Optimal Differentially Private Learning with Public Data

Differential Privacy (DP) ensures that training a machine learning model does not leak private data. However, the cost of DP is lower model accuracy or higher sample complexity. In practice, we may have access to auxiliary public data that is free of privacy concerns. This has motivated the recent study of what role public data might play in improving the accuracy of DP models. In this work, we assume access to a given amount of public data and settle the following fundamental open questions: 1. What is the optimal (worst-case) error of a DP model trained over a private data set while having access to side public data? What algorithms are optimal? 2. How can we harness public data to improve DP model training in practice? We consider these questions in both the local and central models of DP. To answer the first question, we prove tight (up to constant factors) lower and upper bounds that characterize the optimal error rates of three fundamental problems: mean estimation, empirical risk minimization, and stochastic convex optimization. We prove that public data reduces the sample complexity of DP model training. Perhaps surprisingly, we show that the optimal error rates can be attained (up to constants) by either discarding private data and training a public model, or treating public data like it's private data and using an optimal DP algorithm. To address the second question, we develop novel algorithms which are "even more optimal" (i.e. better constants) than the asymptotically optimal approaches described above. For local DP mean estimation with public data, our algorithm is optimal including constants. Empirically, our algorithms show benefits over existing approaches for DP model training with side access to public data.

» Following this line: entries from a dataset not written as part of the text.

PR #596, opened 2016-09-04
Link h2s in detail templates (functions, macros)

joshprice:
Headings are scoped (prefixed) by the macro or function they are in, avoiding potential ID duplication.

The motivation for this was noticing the extensive use of h2 headers in some Macro and Function sections. ie http://elixir-lang.org/docs/stable/elixir/Kernel.SpecialForms.html#&/1

This change has the (possibly undesirable) side-effect of linking h2s for functions such as `Examples`. ie http://elixir-lang.org/docs/stable/elixir/List.html#delete/2


josevalim:

PR #598, opened 2016-09-09
WIP: Keep track of generated files

### LINKED ISSUE #530: Generator blindly wipes directory
On https://github.com/elixir-lang/ex_doc/blob/master/lib/ex_doc/formatter/html.ex#L18, the `File.rm_rf! output` call wipes the `doc` directory regardless of contents. This is an annoyance when the directory contains a git repository for publishing docs to Github Pages, because the `.git` directory is removed as well.

It would be nice if the generator only deleted files and directories it might have created.

milmazz:
Fixes #530

### DIFF
--- a/lib/ex_doc/formatter/html.ex
+++ b/lib/ex_doc/formatter/html.ex
@@ -15,10 +15,11 @@ defmodule ExDoc.Formatter.HTML do
   def run(module_nodes, config) when is_map(config) do
     config = normalize_config(config)
     output = Path.expand(config.output)
-    File.rm_rf! output
-    :ok = File.mkdir_p output
+    build = Path.join(output, ".build")
 
-    assets() |> assets_path() |> generate_assets(output)
+    output_setup(build, output)
+
+    assets = assets() |> assets_path() |> generate_assets(output)
 
     all = Autolink.all(module_nodes)
     modules    = filter_list(:modules, all)
@@ -35,13 +36,15 @@ defmodule ExDoc.Formatter.HTML do
     generate_api_reference(modules, exceptions, protocols, output, config)
     extras = generate_extras(output, module_nodes, modules, exceptions, protocols, config)
 
-    generate_index(output, config)
-    generate_not_found(modules, exceptions, protocols, output, config)
-    generate_sidebar_items(modules, exceptions, protocols, extras, output)
+    generated_files =
+      generate_index(output, config) ++
+      generate_not_found(modules, exceptions, protocols, output, config) ++
+      generate_sidebar_items(modules, exceptions, protocols, extras, output) ++
+      generate_list(modules, modules, exceptions, protocols, output, config) ++
+      generate_list(exceptions, modules, exceptions, protocols, output, config) ++
+      generate_list(protocols, modules, exceptions, protocols, output, config)
 
-    generate_list(modules, modules, exceptions, protocols, output, config)
-    generate_list(exceptions, modules, exceptions, protocols, output, config)
-    generate_list(protocols, modules, exceptions, protocols, output, config)
+    generate_build(extras, generated_files ++ assets, build)
 
     Path.join(config.output, "index.html")
   end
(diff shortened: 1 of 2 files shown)


lib/ex_doc/formatter/html.ex
```diff
@@ -88,13 +118,14 @@ defmodule ExDoc.Formatter.HTML do
   """
   @spec generate_assets(list, String.t) :: :ok
   def generate_assets(source, output) do
-    Enum.each source, fn {pattern, dir} ->
+    Enum.reduce source, [], fn {pattern, dir}, acc ->
```
josevalim: `Enum.flat_map` would be ideal here. :)

lib/ex_doc/formatter/html.ex
```diff
@@ -15,10 +15,21 @@ defmodule ExDoc.Formatter.HTML do
...
     output = Path.expand(config.output)
-    File.rm_rf! output
-    :ok = File.mkdir_p output
+    build = Path.join(output, ".build")
+
+    if File.exists? build do
+      File.stream!(build)
+      |> Enum.map(fn(line) ->
+        line = String.trim(line)
+        File.rm!(Path.join(output, line))
```
josevalim: I think `File.rm` here and on the lines below would be enough. If someone removed the file, we don't want the build process to fail forever until the user deletes the whole directory.

lib/ex_doc/formatter/html.ex
```diff
@@ -15,10 +15,21 @@ defmodule ExDoc.Formatter.HTML do
   def run(module_nodes, config) when is_map(config) do
     config = normalize_config(config)
     output = Path.expand(config.output)
-    File.rm_rf! output
-    :ok = File.mkdir_p output
+    build = Path.join(output, ".build")
+
+    if File.exists? build do
+      File.stream!(build)
+      |> Enum.map(fn(line) ->
```
josevalim: My recommendation is to avoid using pipe if you are doing it only once, so I would rather write this one as `Enum.each(File.stream!(build), fn...)`. I would also suggest moving the whole if check to its own function. :)

lib/ex_doc/formatter/html.ex
```diff
@@ -53,29 +66,46 @@ defmodule ExDoc.Formatter.HTML do
     %{config | main: main || @main}
   end
 
+  defp generate_build(extras, generated_files, output) do
+    extras = for {file, _, _} <- extras, do: "#{file}.html"
+
+    build_files =
+      MapSet.new(generated_files ++ extras)
```
josevalim: Theoretically there is no need for MapSet. I would also call `Enum.flat_map(&[&1, "\n"])` to ensure all entries have a new line (including the last one).

josevalim:
@milmazz beautiful. I have added some comments! 

lib/ex_doc/formatter/html.ex
milmazz: I agree.

lib/ex_doc/formatter/html.ex
milmazz: Yeah, I was thinking about moving this section into a new function. Thanks for reminding me of this :)

lib/ex_doc/formatter/html.ex
milmazz: > Theoretically there is no need for MapSet.

I used `MapSet` to avoid duplicate entries coming from the `generate_api_reference/5` and `generate_extras/6` (example: `api-reference.html` and `#{config.main.html}), those duplicate entries make the build process fail at the beginning when we apply `File.rm!`, but, since we're changing `File.rm!` with `File.rm` is not necessary anymore, also, I'll restore `generate_api_reference/5` to its original position. That way we avoid to produce duplicate entries.

>  I would also call Enum.map(generated_files ++ extras, &[&1, "\n"]) to ensure all entries have a new line (including the last one). Keep in mind you don't need to convert to a string. File.write! accepts a list of binaries too.

@josevalim Awesome! with every review, I learn something new :)

josevalim: So instead of a MapSet, why not Enum.uniq?

Glad to help!

milmazz:
@josevalim I added some tests and applied your suggestions, please let me know what do you think.

josevalim:
@milmazz :shipit: :D

seancribbs:
Thank you so much @milmazz 😺

PR #603, opened 2016-09-23
Define new types

milmazz:
The idea behind this PR is to use `ExDoc.Config.t` instead of `%ExDoc.Config{}` when we're referring to that struct. The same behavior for `ExDoc.{Module,Function,Type}Node.t`. wdyt?


antipax:
I'm 👍  on this, by removing the explicit reference to the struct it should also break the compile-time dependencies those references impose and speed up partial compiles.

josevalim:
:shipit:

PR #613, opened 2016-10-10
Add support for page groups

josevalim:
The idea behind this feature is to support grouping pages for longer guides. It is [a feature request from the Phoenix team](https://github.com/phoenixframework/phoenix/pull/1960#issuecomment-252551608). 

Support is added by adding a group key to each page entry:

```elixir
"guides/a.md": [group: "Testing", title: "Intro", path: "testing"],
"guides/b.md": [group: "Testing", title: "Testing Models", path: "testing-models"],
"guides/c.md": [group: "Testing", title: "Testing Controllers", path: "testing-controllers"],
"guides/d.md": [group: "Testing", title: "Testing Views", path: "testing-views"],
"guides/e.md": [group: "Testing", title: "Testing Channels", path: "testing-channels"],
```

Support for the `:group` was added [in a previous commit](https://github.com/elixir-lang/ex_doc/commit/bd4aa03b5fabe11008fd605b195d78fcd1d86bbf). This commit only adds support to the html formatter. Here is a screenshot:

screen shot 2016-10-10 at 11 02 06

Feedback:

  * @dignifiedquire - I need your feedback on the styling and JS code
  * @milmazz - Can you please add this feature to the epub formatter (if relevant)?
  * @wsmoak, @Gazler - Please let me know what you think
  * @mobileoverlord, @fhunleth - This may be useful for Nerves too


josevalim:
Here is a screenshot for using the same color as the other links for the group header instead of white:

screen shot 2016-10-10 at 11 15 00

And here is using a shade of grey (#DDD):

screen shot 2016-10-10 at 11 16 23

I have 49 others to try if you want me to.

Gazler:
I like it. Here's a build from ex_doc master on Phoenix (including the guides) https://s3.amazonaws.com/gazler.phoenix.guides/a_overview.html

josevalim:
Btw, I prefer the last screenshot. It is as intrusive as the white one and not too similar as the second one.

milmazz:
@josevalim Sure, I can work on this feature for the EPUB format, I'll create another PR for this.

BTW, I think that the subsection header list looks better with `ul` instead of  `ol`, wdyt? /cc @dignifiedquire 

 `ol`    |      `ul` |
----- | ----- |
capture | capture1

wsmoak:
I definitely prefer it without the numbers.

Working with this branch I noticed that clicking on the title in the menu does _not_ load the page.  It takes two clicks -- on the title and then on one of the sub-items.

Did the invented 'Top' anchor get added in this PR or was that there before?  Is it necessary?

I'd prefer to see 'Top' removed, and clicking the page title work to load the page / jump back to the top.

(Or maybe float a 'back to top' link somewhere in the content, there's a ton of whitespace over there.)

dignifiedquire:
Pretty much agree with was said by @josevalim and @milmazz. `ul` + `#ddd` looks really nice.

josevalim:
@wsmoak The top was added around 0.14 to be in sync with the modules page. The idea is that you can navigate the guides without moving away from the current page you are on.

@milmazz another PR is perfect!

josevalim:
Regarding the Top. I would like to understand if the issue is the alignment or the numbers. Here are a couple other suggestions.

  1. All left aligned:

    screen shot 2016-10-10 at 20 38 34

  2. Aligned with a base arrow:

    screen shot 2016-10-10 at 20 44 33

  3. Aligned with a simple arrow:

    screen shot 2016-10-10 at 20 45 32

josevalim:
I am merging this but let's continue the discussion regarding the top here. We can also create a new issue for that if you prefer.

wsmoak:
I like the arrow, that sets it apart from the lines that came from the document. 

You stated the reason for the 'Top' and the title not opening the document (so you can navigate w/o leaving the page.)  I hadn't updated ExDoc in a while, and it was a surprise.  So, okay. :)

On the numbers, I just prefer it without (ul instead of ol).  What if they already have letters in the text of h2's, or they want Roman numerals instead?  (Hmm... maybe that sort of thing is already configurable by adjusting the CSS? Is that easy to do?)

Having the numbers over there on the menu but not _in_ the document also makes things visually not match up.

Only since you asked!

josevalim:
Alright! Numbers removed on master!

eksperimental:
it would make "top" look different than the rest of the items.
maybe with a border, looking like a key in the keyboard, or something like that

michalmuskala:
I really don't like that I have to click twice to change the page. This completely breaks the expectation I have when using a website, where a link transitions me to another page.

Could we have a separate thing to "unroll" the list and the main link be a regular link?

josevalim:
@michalmuskala we can come up with another mechanism but I think it is important to align your expectations to see if it is whether "I expected it work like this because that's how it worked before" or "I expected to work like this because those entries are visually telling me they are links". The second means we need to improve the styling so they don't look as links (albeit I personally don't think they do).

michalmuskala:
It's mainly super annoying I have to click twice to go to a page. Usually in tree-view style things it's a separate button to go to an element and to expand it.

nscyclone:
I fully agree with @michalmuskala. Usually, tree nodes with children behave as a regular node but they also have a special button to expand their contents.

josevalim:
As I said, we can come up with a new one or improve the current mechanism. However, someone needs to do so, otherwise the problem won't be solved. :) We won't revert to the previous behaviour because it drastically hurt navigating and exploring the documentation.

josevalim:
Btw, I will be glad to implement the feature if someone comes up with the design. My original implementation also added a + sign or a ▶ before each module name, but that became too distracting. See screenshot:

screen shot 2016-10-11 at 14 36 30

If @dignifiedquire approves the screenshot above (we can use ▶, +, or a mixture) or someone comes up with a design he does, I can do the changes.

eksperimental:
@josevalim regard your last screenshot, we can use something like this
a hollow arrow that gets's filled up when submenu is open.

jump-menu-vista-style

josevalim:
If it helps, my ultimate source of arrows is here: http://xahlee.info/comp/unicode_arrows.html :P

josevalim:
@eksperimental interestingly enough, the first level of icons in your screenshot does not contain the arrow/triangle, similar to Elixir docs. 😄

eksperimental:
@josevalim yeah.. it's interesting. we could try: no icon in the first level, and arrows as in the example in the second level. i kind of like that tilted triangle thing.

to be honest i don't like the bare +/- signs. i think they should be an icon. 

sources for icons could be:
http://fontawesome.io/icons/
https://icomoon.io/#preview-free

search for keywords: arrow, plus

eksperimental:
on the other hand, adding an icon on the first level will free us from having to click twice to get to module documentation. We can "train" readers to link on the icons if they want to navigate the whole menu.
and also get rid of the "Top" menu item.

翻译：差分隐私（DP）确保机器学习模型训练不会泄露私有数据。然而，DP的代价是模型精度降低或样本复杂度增加。实践中，我们可能拥有不受隐私问题约束的辅助公开数据。这促使了近期关于公开数据在提升DP模型精度中作用的研究。本文中，我们假设可访问给定量的公开数据，并解决了以下基础性开放问题：1. 在访问辅助公开数据的情况下，基于私有数据集训练的DP模型的理论最优（最坏情况）误差是多少？何种算法达到最优？2. 实践中如何利用公开数据提升DP模型训练？我们在DP的本地模型和中央模型中都考虑了这些问题。针对第一个问题，我们证明了三个基础问题（均值估计、经验风险最小化和随机凸优化）的最优误差率的紧致（至多常数因子）上下界。我们证明公开数据降低了DP模型训练的样本复杂度。令人惊讶的是，我们发现最优误差率可通过丢弃私有数据并训练公开模型，或将其视为私有数据并使用最优DP算法达到（至多常数因子）。针对第二个问题，我们开发了新颖算法，其性能"甚至更优"（即常数更佳），优于上述渐近最优方法。在带公开数据的本地DP均值估计中，我们的算法在常数意义上也是最优的。实验表明，我们的算法在利用辅助公开数据进行DP模型训练方面优于现有方法。